(STORED DATA begins)

PR #119, opened 2026-02-17
feat: interruptible callbacks via throw/catch

cloetzi:
## Summary

- Adds support for interrupting the agent loop from `on_message` callbacks using `throw :riffer_interrupt`
- `Response#interrupted?` returns `true` when the loop was interrupted, with accumulated content preserved
- In streaming, yields a `Riffer::StreamEvents::Interrupt` event
- Adds `resume` and `resume_stream` methods for continuing interrupted loops — supports both in-memory and cross-process resume via persisted messages

## Why `throw`/`catch`?

We considered several approaches for callback-driven flow control:

- **Return values** (e.g., `return :stop` from callback) — would require changing the callback contract from a simple observer to a decision-maker. Every callback would need to return something, and we'd need to define precedence when multiple callbacks disagree.
- **Exceptions** — semantically wrong. Interrupting is expected control flow, not an error condition. Exceptions also carry overhead (backtraces) and can be accidentally caught by rescue clauses in user code or tools.
- **`throw`/`catch`** — Ruby's built-in mechanism for non-local flow control without exception semantics. It's the idiomatic choice for "exit this control flow early," used by Sinatra (`throw :halt`), Rack, and Warden. The `:riffer_interrupt` tag avoids collisions with user code.

`throw`/`catch` keeps callbacks as simple observers that can optionally influence flow, without changing the contract for callbacks that don't need this capability.

## Usage

```ruby
agent = MyAgent.new
agent.on_message do |msg|
  throw :riffer_interrupt if msg.is_a?(Riffer::Messages::Tool)
end

response = agent.generate("Do something")

if response.interrupted?
  # In-memory resume (same process):
  response = agent.resume

  # Or cross-process resume (e.g., after restart or async approval):
  agent = MyAgent.new
  response = agent.resume(messages: persisted_messages, tool_context: {user_id: 123})

  # Streaming resume:
  agent.resume_stream(messages: persisted_messages).each do |event|
    # handle stream events
  end
end
```

## Caveats

If a callback throws during `execute_tool_calls` (after processing some but not all tool calls), the conversation will have partial tool results. Consumers who want to avoid this can check the message type before throwing.

## Test plan

- [x] `throw :riffer_interrupt` in `on_message` during `generate` — returns response with `interrupted?` true
- [x] `throw :riffer_interrupt` during `stream` — yields `Interrupt` event
- [x] Throw during tool execution — verifies partial tool results preserved in messages
- [x] Multiple callbacks where later one throws — earlier callbacks still fire
- [x] `resume` — error when not interrupted, returns Response, preserves messages, completes tool loop
- [x] `resume` with persisted messages — accepts message objects, hashes, and tool_context
- [x] `resume_stream` — error when not interrupted, yields stream events, accepts persisted messages
- [x] `Response#interrupted?` returns false by default, true when interrupted
- [x] `StreamEvents::Interrupt` event with correct `to_h`
- [x] `bundle exec rake` — all tests pass, StandardRB clean, Steep clean

### DIFF
--- a/.agents/architecture.md
+++ b/.agents/architecture.md
@@ -44,6 +44,24 @@ Structured events for streaming responses:
 - `TextDone` - completion signals
 - `ReasoningDelta` - reasoning process chunks
 - `ReasoningDone` - reasoning completion
+- `Interrupt` - callback interrupted the agent loop
+
+### Interruptible Callbacks
+
+`on_message` callbacks can interrupt the agent loop using Ruby's `throw`/`catch`. Use `throw :riffer_interrupt` to stop the loop. `Response#interrupted?` returns `true` and accumulated content is preserved. In streaming, yields an `Interrupt` event.
+
+```ruby
+agent = MyAgent.new
+agent.on_message do |msg|
+  throw :riffer_interrupt if msg.is_a?(Riffer::Messages::Assistant)
+end
+response = agent.generate("Hello")
+response.interrupted? # => true
+```
+
+Use `agent.resume` or `agent.resume_stream` to continue an interrupted loop — the agent preserves its full message history. Both accept `messages:` for cross-process resume from persisted data.
+
+If a callback throws during `execute_tool_calls` (after processing some but not all tool calls), the conversation will have partial tool results.
 
 ## Key Patterns
 
@@ -84,6 +102,7 @@ lib/
       test.rb            # Test provider
     stream_events/
       base.rb            # Base stream event
+      interrupt.rb       # Interrupt event
       text_delta.rb      # Text delta event
       text_done.rb       # Text done event
       reasoning_delta.rb # Reasoning delta event
--- a/.agents/architecture.md
+++ b/.agents/architecture.md
@@ -46,22 +46,19 @@ Structured events for streaming responses:
 - `ReasoningDone` - reasoning completion
 - `Interrupt` - callback interrupted the agent loop
 
-### Interruptible Callbacks
+### Stopping the Loop Early
 
-`on_message` callbacks can interrupt the agent loop using Ruby's `throw`/`catch`. Use `throw :riffer_interrupt` to stop the loop. `Response#interrupted?` returns `true` and accumulated content is preserved. In streaming, yields an `Interrupt` event.
+Two mechanisms can stop the agent loop before the LLM finishes naturally:
 
-```ruby
-agent = MyAgent.new
-agent.on_message do |msg|
-  throw :riffer_interrupt if msg.is_a?(Riffer::Messages::Assistant)
-end
-response = agent.generate("Hello")
-response.interrupted? # => true
-```
+**Guardrail tripwires** — declarative policy enforcement registered at class level. A `:before` guardrail can block the request before the LLM is called; an `:after` guardrail can block the response. Tripwires are not resumable — the caller must change the input and start over. `Response#blocked?` returns `true`.
 
-Use `agent.resume` or `agent.resume_stream` to continue an interrupted loop — the agent preserves its full message history. Both accept `messages:` for cross-process resume from persisted data.
+**Callback interrupts** — imperative flow control via `on_message` callbacks. Use `throw :riffer_interrupt` to pause the loop at any point. `Response#interrupted?` returns `true`. In streaming, yields an `Interrupt` event.
 
-If a callback throws during `execute_tool_calls` (after processing some but not all tool calls), the conversation will have partial tool results.
+### Resuming After an Interrupt
+
+`agent.resume` or `agent.resume_stream` continues an interrupted loop. Both accept `messages:` for cross-process resume from persisted data.
+
+On resume, `execute_pending_tool_calls` detects tool calls from the last assistant message that lack corresponding tool result messages and executes them before entering the LLM loop. This handles the case where an interrupt fired mid-way through tool execution.
 
 ## Key Patterns
 
--- a/docs/03_AGENTS.md
+++ b/docs/03_AGENTS.md
@@ -250,7 +250,11 @@ agent.stream('Hello').each do |event|
 end
 ```
 
-**Resuming** — use `resume` (or `resume_stream`) to continue an interrupted loop:
+**Partial tool execution** — tool calls are executed one at a time. When an interrupt fires during tool execution, only the completed tool results remain in the message history. For example, if an assistant message requests two tool calls and the callback interrupts after the first tool result, only that first result will be in the message history.
+
+#### Resuming an Interrupted Loop
+
+Use `resume` (or `resume_stream`) to continue after an interrupt. On resume, the agent automatically detects and executes any pending tool calls (tool calls from the last assistant message that lack a corresponding tool result) before re-entering the LLM loop.
 
 ```ruby
 agent = MyAgent.new
@@ -260,7 +264,7 @@ response = agent.generate('Do something risky')
 
 if response.interrupted?
   approve_action(agent.messages)
-  response = agent.resume
+  response = agent.resume   # executes pending tools, then calls the LLM
 end
 ```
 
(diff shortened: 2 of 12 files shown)


docs/03_AGENTS.md
```diff
@@ -213,6 +214,113 @@ agent
...
+end
+```
+
+For cross-process resume (e.g., after a process restart or async approval), pass persisted messages via the `messages:` keyword. Accepts both message objects and hashes:
+
+```ruby
+# Persist messages during generation (e.g., via on_message callback)
+# Later, in a new process:
+agent = MyAgent.new
+response = agent.resume(messages: persisted_messages, tool_context: {user_id: 123})
```
cloetzi, line 277: I am on the fence if this is the right abstraction if the resume happens in a brand-new instance of the `agent`. I think `resume` without args above makes sense, and it is clear what is happening, but I do wonder if it is a brand-new instance of an agent, we just use generate with all the messages?

The main downside of that is that we might have duplicate system messages if the downstream implementation is just passing the previous message state back. We could guard against that by rejecting system messages and raise if they are passed into generate. 

Thoughts?

.agents/architecture.md
```diff
@@ -44,6 +44,24 @@ Structured events for streaming responses:
...
+agent.on_message do |msg|
+  throw :riffer_interrupt if msg.is_a?(Riffer::Messages::Assistant)
+end
+response = agent.generate("Hello")
+response.interrupted? # => true
+```
+
+Use `agent.resume` or `agent.resume_stream` to continue an interrupted loop — the agent preserves its full message history. Both accept `messages:` for cross-process resume from persisted data.
+
+If a callback throws during `execute_tool_calls` (after processing some but not all tool calls), the conversation will have partial tool results.
```
bottrall: **Issue(blocking):** For some providers this will create an invalid message state.



For instance if you miss a tool call result in the response for bedrock, it will raise. Ideally we don't let the messages get into an invalid state. We'll need to add logic to the agent loop so that it catches up on tool calls responses its missing.

docs/03_AGENTS.md
bottrall: I think this is fine 👍🏻

lib/riffer/agent.rb
```diff
@@ -220,6 +206,129 @@ def stream(prompt_or_messages, tool_context: nil)
...
+  #: (?messages: Array[Hash[Symbol, untyped] | Riffer::Messages::Base]?, ?tool_context: Hash[Symbol, untyped]?) -> void
+  def restore_state(messages: nil, tool_context: nil)
+    if messages
+      @tool_context = tool_context
+      @resolved_tools = nil
+      @messages = messages.map { |item| convert_to_message_object(item) }
+    else
+      raise Riffer::ArgumentError, "Cannot resume: tool_context requires messages" if tool_context
+      raise Riffer::ArgumentError, "Cannot resume: agent was not interrupted" unless @interrupted
+    end
```
bottrall: **Suggestion(blocking):** I think this might create some non-intuitive behavior.



In reality there's only a few things we care about when resuming:
1. if messages are provided they are set.
2. if tool_context is provided it is set.
3. interrupted is reset.
4. resolved tools is reset

If the messages array is invalid, it will raise at the provider level.

lib/riffer/agent/response.rb
```diff
@@ -48,4 +50,12 @@ def blocked?
...
     modifications.any?
   end
+
+  # Returns true if the agent loop was interrupted by a callback
+  # via +throw :riffer_interrupt+.
+  #
+  #: () -> bool
+  def interrupted?
+    @interrupted
+  end
```
bottrall, line 65: **Thought(non-blocking):** I'm wondering if we need to attach a reason here somehow or have different types of interrupts? 🤔 



Or does it not matter?

bottrall (changes requested):
Thanks mate!

.agents/architecture.md
```diff
@@ -44,6 +44,24 @@ Structured events for streaming responses:
...
+- `Interrupt` - callback interrupted the agent loop
+
+### Interruptible Callbacks
+
+`on_message` callbacks can interrupt the agent loop using Ruby's `throw`/`catch`. Use `throw :riffer_interrupt` to stop the loop. `Response#interrupted?` returns `true` and accumulated content is preserved. In streaming, yields an `Interrupt` event.
+
+```ruby
+agent = MyAgent.new
+agent.on_message do |msg|
+  throw :riffer_interrupt if msg.is_a?(Riffer::Messages::Assistant)
```
Thibaut: suggestion (non-blocking): not specifically here but generally I think we should document better through the examples the difference between guardrails (blocked) and throws (interrupted). The two concepts are very similar.

docs/03_AGENTS.md
```diff
@@ -213,6 +214,113 @@ agent
...
+#### Interrupting the Agent Loop
+
+Callbacks can interrupt the agent loop using Ruby's `throw`/`catch` pattern. This is useful for human-in-the-loop approval, cost limits, or content filtering.
+
+Use `throw :riffer_interrupt` to stop the loop. The response will have `interrupted?` set to `true` and contain the accumulated content up to the point of interruption:
+
+```ruby
+agent = MyAgent.new
+agent.on_message do |msg|
+  throw :riffer_interrupt if msg.is_a?(Riffer::Messages::Tool)
```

(STORED DATA ends)

- [YOUR INSTRUCTIONS]:
Your reply must contain exactly the lines from the first line of the data through the line holding "- In streaming, yields", and nothing more.

- [EXERCISE RESULT]:
PR #119, opened 2026-02-17
feat: interruptible callbacks via throw/catch

cloetzi:
## Summary

- Adds support for interrupting the agent loop from `on_message` callbacks using `throw :riffer_interrupt`
- `Response#interrupted?` returns `true` when the loop was interrupted, with accumulated content preserved
- In streaming, yields a `Riffer::StreamEvents::Interrupt` event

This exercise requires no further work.